In the coalition agreement, however, the SPD, Greens and FDP agreed to allow the federal states to make real estate transfer tax more flexible, for example through an exemption. This should make it easier to purchase owner-occupied housing.

For counter-financing, the traffic light wants to use the closing of tax loopholes when buying real estate from corporations, i.e. when taxing “share deals”.

Federal Building Minister Klara Geywitz (SPD) already appealed to the federal states in the “Tagesspiegel”: “It would be a great relief if the real estate transfer tax for the first owner-occupied property that someone buys was reduced.” Wanting to talk about making the real estate transfer tax more flexible.

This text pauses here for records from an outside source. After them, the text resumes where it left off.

PR #741, opened 2025-02-21
Feature/tailwind v4 update

Roene-JustBetter:
WIP - Tailwind update to version 4.

### DIFF
--- a/resources/css/app.css
+++ b/resources/css/app.css
@@ -13,10 +13,10 @@
 
 @theme {
     /* Our variables used by different utilities */
-    --primary: #2FBC85;
+    --primary: #2fbc85;
     --primary-text: var(--color-white);
 
-    --secondary: #202F60;
+    --secondary: #202f60;
     --secondary-text: var(--color-white);
 
     --conversion: var(--color-green-500);
@@ -34,7 +34,7 @@
     --background: var(--color-slate-100);
     --background-muted: var(--color-slate-50);
 
-      /* Utility colors linked to our variables */
+    /* Utility colors linked to our variables */
     --color-primary: var(--primary);
     --color-primary-text: var(--primary-text);
 
@@ -114,7 +114,7 @@
     }
 
     button:not(:disabled),
-    [role="button"]:not(:disabled) {
+    [role='button']:not(:disabled) {
         cursor: pointer;
     }
 }


tailwind.config.js
```diff
@@ -1,12 +1,3 @@
...
-import forms from '@tailwindcss/forms'
-import typography from '@tailwindcss/typography'
-import scrollbarHide from 'tailwind-scrollbar-hide'
-
-function color(variable, fallback) {
-    return 'color-mix(in srgb, var(' + variable + ', ' + fallback + ') calc(100% * <alpha-value>), transparent)'
-}
-
 export default {
     content: [
```
royduin, line 2: Did you try this? https://tailwindcss.com/docs/detecting-classes-in-source-files#explicitly-registering-sources, Laravel is also using this: https://github.com/laravel/laravel/blob/12.x/resources/css/app.css

postcss.config.js
royduin, line 1: Did you try this? https://tailwindcss.com/blog/tailwindcss-v4#first-party-vite-plugin, after that all postcss imports within the `package.json` could be removed.

resources/css/app.css
```diff
@@ -1,18 +1,138 @@
...
+
+@theme {
+    --color-primary: color-mix(in srgb, var(--primary, #2fbc85) calc(100% * 1), transparent);
+    --color-primary-text: color-mix(in srgb, var(--primary-text, #fff) calc(100% * 1), transparent);
+    --color-secondary: color-mix(in srgb, var(--secondary, #202f60) calc(100% * 1), transparent);
+    --color-secondary-text: color-mix(in srgb, var(--secondary-text, #fff) calc(100% * 1), transparent);
+    --color-conversion: color-mix(in srgb, var(--conversion, #22c55e) calc(100% * 1), transparent);
+    --color-conversion-text: color-mix(in srgb, var(--conversion-text, #fff) calc(100% * 1), transparent);
+    --color-foreground-emphasis: color-mix(in srgb, var(--foreground-emphasis, #0f172a) calc(100% * 1), transparent);
+    --color-foreground: color-mix(in srgb, var(--foreground, #1e293b) calc(100% * 1), transparent);
```
royduin, line 21: As per: https://tailwindcss.com/docs/colors#referencing-in-css and previously within the `tailwind.config.js` we can reference existing colors;

```
--color-foreground: color-mix(in srgb, var(--foreground, var(--color-slate-800)) calc(100% * 1), transparent);
```

Demo: https://play.tailwindcss.com/QB164GxvSS

postcss.config.js
Roene-JustBetter: Yes fixed it.

tailwind.config.js
Roene-JustBetter: I tried using the `@source` in the app.css inside the `Rapidez/core` But I didn't managed to load styling from other vendor packages like rapidez/menu or rapidez/account.

resources/css/app.css
```diff
@@ -1,18 +1,138 @@
...
+
+@utility text {
+    color: var(--text-color);
+}
+@utility text-emphasis {
+    color: var(--text-color-emphasis);
+}
+@utility text-muted {
+    color: var(--text-color-muted);
+}
```
royduin, line 100: With the scoped colors we don't need this, only `text` doesn't work by default so that one should stay. But... it doesn't support the opacity modifier (eg `text/50`), see: https://github.com/tailwindlabs/tailwindcss/issues/16824

For the time being, the "full version" does support it: `text-default/50`

tailwind.config.js
Roene-JustBetter: I have have checked the docs about using `@source`. 
https://tailwindcss.com/docs/detecting-classes-in-source-files#which-files-are-scanned

So we have to add: https://tailwindcss.com/docs/detecting-classes-in-source-files#explicitly-registering-sources./
So I tried this:
 ```
@source "../../vendor/rapidez/**/*.blade.php";
@source "../../vendor/rapidez/**/*.css";
@source "../../vendor/rapidez/**/*.vue";

@source '../../resources/views/**/*.blade.php';
@source '../../resources/css/**/*.css';
@source '../../resources/js/**/*.vue';

@source '../../../../config/rapidez/frontend.php';
@source '../../vendor/rapidez/core/config/rapidez/frontend.php';
@source '../../../../config/rapidez/menu.php';
@source '../../../../vendor/rapidez/menu/config/rapidez/menu.php';
@source '../../../../../vendor/laravel/framework/src/Illuminate/Pagination/resources/views/tailwind.blade.php';
```

But this work _partly_
This works correct and generated the classes from the core:
```
@source '../../resources/views/**/*.blade.php';
@source '../../resources/css/**/*.css';
@source '../../resources/js/**/*.vue';
```
Scherm­afbeelding 2025-03-06 om 13 20 11

The problem is that styling from vendor packages like account doesn't work:
```
@source "../../vendor/rapidez/**/*.blade.php";
@source "../../vendor/rapidez/**/*.css";
@source "../../vendor/rapidez/**/*.vue";
```
Scherm­afbeelding 2025-03-06 om 13 21 41

The issue is that we are using symlinks and that is not working correctly. I double checked this with @indykoning and we found this: https://github.com/tailwindlabs/tailwindcss/issues/16765

Roene-JustBetter: Looks like the `@source` is still nog working good. I have tried this inside [Rapidez](https://github.com/rapidez/rapidez/blob/master/resources/css/app.css) (so not inside the Core):

This works: 
`@source "../../vendor/rapidez/account/resources/views/account/**/*.blade.php";` 

This doesn't work: 
`@source "../../vendor/rapidez/*/resources/views/account/**/*.blade.php";`. 

The problem is with the `/*/`

indykoning:
We're being blocked by the following 2 issues:
 - Tailwind V4 does not support custom classes in `@apply` https://github.com/tailwindlabs/tailwindcss/discussions/16429
 - Tailwind V4 does not seem to resolve aliasses in `@source` or any other custom directives (like `@reference` which could've fixed issue 1) https://github.com/tailwindlabs/tailwindcss/issues/15159

PR #752, opened 2025-03-03
[2.x] Allow for arbitrary options in additionals

Jade-GG:
see #751


indykoning:
Both PRs are pointing at master, i'm assuming this one should go to the 2.x branch

PR #753, opened 2025-03-03
[3.x] Use correct show_tax value

Jade-GG:
For this value the following options are possible:

- `1`: Excluding tax
- `2`: Including tax
- `3`: Including and excluding tax

With the cast to bool this would always return true. Instead we should check for value `2`.


indykoning:
What about value 3? That'd also instruct to show tax right?

Jade-GG:
> What about value 3? That'd also instruct to show tax right?

I'm not sure because this one instructs to show both. It's easier on the frontend to handle this by having `show_tax` be false and then adding the tax on after. However, I do not know how magento handles this option because we don't normally use/support this option.

indykoning:
I do not know how it is currently set up in the frontend so this may be disregarded.

Ignoring current implementation it would make sense to set `show_tax` to true when it's 2 or 3.
Then in the future we could add a `show_excluding_tax` and setting it to true when it's 1 or 3 option

indykoning (approved):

Hamburg announces tax rate adjustment

IVD President Schick also calls for young families to waive the real estate transfer tax or at least to defer it if they would buy an aging single-family home in return and commit to energetically renovating the property. “In this way a private house would be renovated and young families would be helped to acquire property.”

This could, for example, be linked to certain income levels, “so that the millionaire’s villa on Lake Starnberg is not renovated with tax money,” explained the IVD President.

Hamburg had recently announced an adjustment to the tax rate. Here, the real estate transfer tax is to rise to 5.5 percent on January 1, 2023. At the same time, there would be a tax reduction for young families when buying a residential property for their own use for the first time, as well as for the purchase of land for the construction of social housing and leasehold land – assuming the flexibility promised by the federal government. In these areas, 3.5 percent real estate transfer tax will then be due in the future.

In the federal government, however, the previous government made up of Union and SPD had already promised a reform of the real estate transfer tax, but then did not implement the project.